== Directions for this task ==
Before you finish, make sure each line of the records has been retyped exactly.

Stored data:
::::::::

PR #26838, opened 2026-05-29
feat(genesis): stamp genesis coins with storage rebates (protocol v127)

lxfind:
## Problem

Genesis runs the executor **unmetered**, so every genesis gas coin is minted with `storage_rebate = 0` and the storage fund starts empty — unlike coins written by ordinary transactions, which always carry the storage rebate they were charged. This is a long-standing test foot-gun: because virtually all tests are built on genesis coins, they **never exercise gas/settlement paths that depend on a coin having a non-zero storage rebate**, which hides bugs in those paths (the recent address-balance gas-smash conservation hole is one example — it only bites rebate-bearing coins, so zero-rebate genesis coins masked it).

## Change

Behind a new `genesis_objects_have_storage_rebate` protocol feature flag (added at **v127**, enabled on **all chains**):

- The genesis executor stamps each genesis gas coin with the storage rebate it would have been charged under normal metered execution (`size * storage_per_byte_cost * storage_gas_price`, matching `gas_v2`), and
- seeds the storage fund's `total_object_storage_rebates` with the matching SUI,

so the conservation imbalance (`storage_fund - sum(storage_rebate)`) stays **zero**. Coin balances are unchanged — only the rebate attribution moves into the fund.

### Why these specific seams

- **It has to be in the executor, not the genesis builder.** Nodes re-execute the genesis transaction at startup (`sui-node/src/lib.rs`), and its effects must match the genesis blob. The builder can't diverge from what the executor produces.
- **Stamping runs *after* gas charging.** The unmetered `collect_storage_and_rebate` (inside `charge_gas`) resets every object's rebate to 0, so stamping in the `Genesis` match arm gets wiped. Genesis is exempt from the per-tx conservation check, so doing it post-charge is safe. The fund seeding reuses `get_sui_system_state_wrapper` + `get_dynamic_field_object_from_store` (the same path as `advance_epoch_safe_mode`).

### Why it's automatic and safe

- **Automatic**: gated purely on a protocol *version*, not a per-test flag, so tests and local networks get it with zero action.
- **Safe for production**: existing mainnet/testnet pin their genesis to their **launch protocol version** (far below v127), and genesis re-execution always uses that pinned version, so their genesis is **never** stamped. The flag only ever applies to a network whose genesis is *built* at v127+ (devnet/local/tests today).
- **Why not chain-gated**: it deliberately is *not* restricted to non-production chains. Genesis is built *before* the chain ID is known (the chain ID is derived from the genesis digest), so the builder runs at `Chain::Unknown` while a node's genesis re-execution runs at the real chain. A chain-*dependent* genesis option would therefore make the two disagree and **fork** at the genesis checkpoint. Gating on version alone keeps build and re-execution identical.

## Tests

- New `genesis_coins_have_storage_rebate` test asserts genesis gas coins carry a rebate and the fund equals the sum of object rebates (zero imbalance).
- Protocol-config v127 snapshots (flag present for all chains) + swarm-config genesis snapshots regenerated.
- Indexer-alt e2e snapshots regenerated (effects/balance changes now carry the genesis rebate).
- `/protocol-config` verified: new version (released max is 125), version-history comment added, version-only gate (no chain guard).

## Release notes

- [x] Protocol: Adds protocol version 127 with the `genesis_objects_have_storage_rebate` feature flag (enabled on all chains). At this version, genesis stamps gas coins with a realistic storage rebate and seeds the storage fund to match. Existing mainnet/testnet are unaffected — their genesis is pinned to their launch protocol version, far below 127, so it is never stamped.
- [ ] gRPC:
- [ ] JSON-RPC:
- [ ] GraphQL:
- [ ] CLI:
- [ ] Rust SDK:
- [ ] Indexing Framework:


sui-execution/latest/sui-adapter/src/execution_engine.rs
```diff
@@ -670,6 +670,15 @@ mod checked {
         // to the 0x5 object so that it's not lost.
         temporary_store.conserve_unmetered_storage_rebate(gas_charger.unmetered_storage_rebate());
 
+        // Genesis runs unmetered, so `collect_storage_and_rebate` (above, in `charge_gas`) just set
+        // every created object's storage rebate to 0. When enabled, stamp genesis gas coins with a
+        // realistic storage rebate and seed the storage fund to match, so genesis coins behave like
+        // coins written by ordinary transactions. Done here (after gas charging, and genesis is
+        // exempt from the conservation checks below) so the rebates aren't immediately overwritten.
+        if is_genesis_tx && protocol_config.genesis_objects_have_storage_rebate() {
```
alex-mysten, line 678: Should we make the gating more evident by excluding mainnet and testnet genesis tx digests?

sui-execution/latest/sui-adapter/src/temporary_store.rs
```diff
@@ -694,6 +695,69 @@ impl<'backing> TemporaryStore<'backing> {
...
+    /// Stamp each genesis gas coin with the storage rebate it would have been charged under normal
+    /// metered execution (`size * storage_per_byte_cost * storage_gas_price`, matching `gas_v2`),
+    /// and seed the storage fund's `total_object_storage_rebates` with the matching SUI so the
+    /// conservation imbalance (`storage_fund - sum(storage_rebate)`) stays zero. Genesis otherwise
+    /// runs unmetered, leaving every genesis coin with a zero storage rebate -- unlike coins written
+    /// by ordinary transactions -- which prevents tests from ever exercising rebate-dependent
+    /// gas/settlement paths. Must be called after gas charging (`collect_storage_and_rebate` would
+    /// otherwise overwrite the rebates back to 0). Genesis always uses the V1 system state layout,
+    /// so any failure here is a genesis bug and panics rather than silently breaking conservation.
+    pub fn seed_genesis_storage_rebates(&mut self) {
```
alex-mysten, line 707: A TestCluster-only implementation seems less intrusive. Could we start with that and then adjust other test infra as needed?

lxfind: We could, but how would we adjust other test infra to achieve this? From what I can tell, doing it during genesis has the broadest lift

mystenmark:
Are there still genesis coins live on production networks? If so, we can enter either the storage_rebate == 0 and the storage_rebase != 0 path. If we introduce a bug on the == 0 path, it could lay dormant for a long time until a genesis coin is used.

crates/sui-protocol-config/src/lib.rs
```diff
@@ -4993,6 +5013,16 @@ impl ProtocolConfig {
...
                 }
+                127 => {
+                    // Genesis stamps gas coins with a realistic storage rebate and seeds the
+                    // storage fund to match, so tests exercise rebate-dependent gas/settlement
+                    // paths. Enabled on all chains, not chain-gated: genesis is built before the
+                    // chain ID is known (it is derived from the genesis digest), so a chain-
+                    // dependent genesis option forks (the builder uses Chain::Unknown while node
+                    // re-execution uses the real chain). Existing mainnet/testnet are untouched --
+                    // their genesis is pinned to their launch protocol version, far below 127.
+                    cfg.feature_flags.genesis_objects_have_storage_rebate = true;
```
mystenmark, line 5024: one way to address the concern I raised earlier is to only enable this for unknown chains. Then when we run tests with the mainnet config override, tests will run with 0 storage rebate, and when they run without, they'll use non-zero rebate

::::::::

== Solution ==
PR #26838, opened 2026-05-29
feat(genesis): stamp genesis coins with storage rebates (protocol v127)

lxfind:
## Problem

Genesis runs the executor **unmetered**, so every genesis gas coin is minted with `storage_rebate = 0` and the storage fund starts empty — unlike coins written by ordinary transactions, which always carry the storage rebate they were charged. This is a long-standing test foot-gun: because virtually all tests are built on genesis coins, they **never exercise gas/settlement paths that depend on a coin having a non-zero storage rebate**, which hides bugs in those paths (the recent address-balance gas-smash conservation hole is one example — it only bites rebate-bearing coins, so zero-rebate genesis coins masked it).

## Change

Behind a new `genesis_objects_have_storage_rebate` protocol feature flag (added at **v127**, enabled on **all chains**):

- The genesis executor stamps each genesis gas coin with the storage rebate it would have been charged under normal metered execution (`size * storage_per_byte_cost * storage_gas_price`, matching `gas_v2`), and
- seeds the storage fund's `total_object_storage_rebates` with the matching SUI,

so the conservation imbalance (`storage_fund - sum(storage_rebate)`) stays **zero**. Coin balances are unchanged — only the rebate attribution moves into the fund.

### Why these specific seams

- **It has to be in the executor, not the genesis builder.** Nodes re-execute the genesis transaction at startup (`sui-node/src/lib.rs`), and its effects must match the genesis blob. The builder can't diverge from what the executor produces.
- **Stamping runs *after* gas charging.** The unmetered `collect_storage_and_rebate` (inside `charge_gas`) resets every object's rebate to 0, so stamping in the `Genesis` match arm gets wiped. Genesis is exempt from the per-tx conservation check, so doing it post-charge is safe. The fund seeding reuses `get_sui_system_state_wrapper` + `get_dynamic_field_object_from_store` (the same path as `advance_epoch_safe_mode`).

### Why it's automatic and safe

- **Automatic**: gated purely on a protocol *version*, not a per-test flag, so tests and local networks get it with zero action.
- **Safe for production**: existing mainnet/testnet pin their genesis to their **launch protocol version** (far below v127), and genesis re-execution always uses that pinned version, so their genesis is **never** stamped. The flag only ever applies to a network whose genesis is *built* at v127+ (devnet/local/tests today).
- **Why not chain-gated**: it deliberately is *not* restricted to non-production chains. Genesis is built *before* the chain ID is known (the chain ID is derived from the genesis digest), so the builder runs at `Chain::Unknown` while a node's genesis re-execution runs at the real chain. A chain-*dependent* genesis option would therefore make the two disagree and **fork** at the genesis checkpoint. Gating on version alone keeps build and re-execution identical.

## Tests

- New `genesis_coins_have_storage_rebate` test asserts genesis gas coins carry a rebate and the fund equals the sum of object rebates (zero imbalance).
- Protocol-config v127 snapshots (flag present for all chains) + swarm-config genesis snapshots regenerated.
- Indexer-alt e2e snapshots regenerated (effects/balance changes now carry the genesis rebate).
- `/protocol-config` verified: new version (released max is 125), version-history comment added, version-only gate (no chain guard).

## Release notes

- [x] Protocol: Adds protocol version 127 with the `genesis_objects_have_storage_rebate` feature flag (enabled on all chains). At this version, genesis stamps gas coins with a realistic storage rebate and seeds the storage fund to match. Existing mainnet/testnet are unaffected — their genesis is pinned to their launch protocol version, far below 127, so it is never stamped.
- [ ] gRPC:
- [ ] JSON-RPC:
- [ ] GraphQL:
- [ ] CLI:
- [ ] Rust SDK:
- [ ] Indexing Framework:


sui-execution/latest/sui-adapter/src/execution_engine.rs
```diff
@@ -670,6 +670,15 @@ mod checked {
         // to the 0x5 object so that it's not lost.
         temporary_store.conserve_unmetered_storage_rebate(gas_charger.unmetered_storage_rebate());
 
+        // Genesis runs unmetered, so `collect_storage_and_rebate` (above, in `charge_gas`) just set
+        // every created object's storage rebate to 0. When enabled, stamp genesis gas coins with a
+        // realistic storage rebate and seed the storage fund to match, so genesis coins behave like
+        // coins written by ordinary transactions. Done here (after gas charging, and genesis is
+        // exempt from the conservation checks below) so the rebates aren't immediately overwritten.
+        if is_genesis_tx && protocol_config.genesis_objects_have_storage_rebate() {
```
alex-mysten, line 678: Should we make the gating more evident by excluding mainnet and testnet genesis tx digests?

sui-execution/latest/sui-adapter/src/temporary_store.rs
```diff
@@ -694,6 +695,69 @@ impl<'backing> TemporaryStore<'backing> {
...
+    /// Stamp each genesis gas coin with the storage rebate it would have been charged under normal
+    /// metered execution (`size * storage_per_byte_cost * storage_gas_price`, matching `gas_v2`),
+    /// and seed the storage fund's `total_object_storage_rebates` with the matching SUI so the
+    /// conservation imbalance (`storage_fund - sum(storage_rebate)`) stays zero. Genesis otherwise
+    /// runs unmetered, leaving every genesis coin with a zero storage rebate -- unlike coins written
+    /// by ordinary transactions -- which prevents tests from ever exercising rebate-dependent
+    /// gas/settlement paths. Must be called after gas charging (`collect_storage_and_rebate` would
+    /// otherwise overwrite the rebates back to 0). Genesis always uses the V1 system state layout,
+    /// so any failure here is a genesis bug and panics rather than silently breaking conservation.
+    pub fn seed_genesis_storage_rebates(&mut self) {
```
alex-mysten, line 707: A TestCluster-only implementation seems less intrusive. Could we start with that and then adjust other test infra as needed?

lxfind: We could, but how would we adjust other test infra to achieve this? From what I can tell, doing it during genesis has the broadest lift

mystenmark:
Are there still genesis coins live on production networks? If so, we can enter either the storage_rebate == 0 and the storage_rebase != 0 path. If we introduce a bug on the == 0 path, it could lay dormant for a long time until a genesis coin is used.

crates/sui-protocol-config/src/lib.rs
```diff
@@ -4993,6 +5013,16 @@ impl ProtocolConfig {
...
                 }
+                127 => {
+                    // Genesis stamps gas coins with a realistic storage rebate and seeds the
+                    // storage fund to match, so tests exercise rebate-dependent gas/settlement
+                    // paths. Enabled on all chains, not chain-gated: genesis is built before the
+                    // chain ID is known (it is derived from the genesis digest), so a chain-
+                    // dependent genesis option forks (the builder uses Chain::Unknown while node
+                    // re-execution uses the real chain). Existing mainnet/testnet are untouched --
+                    // their genesis is pinned to their launch protocol version, far below 127.
+                    cfg.feature_flags.genesis_objects_have_storage_rebate = true;
```
mystenmark, line 5024: one way to address the concern I raised earlier is to only enable this for unknown chains. Then when we run tests with the mainnet config override, tests will run with 0 storage rebate, and when they run without, they'll use non-zero rebate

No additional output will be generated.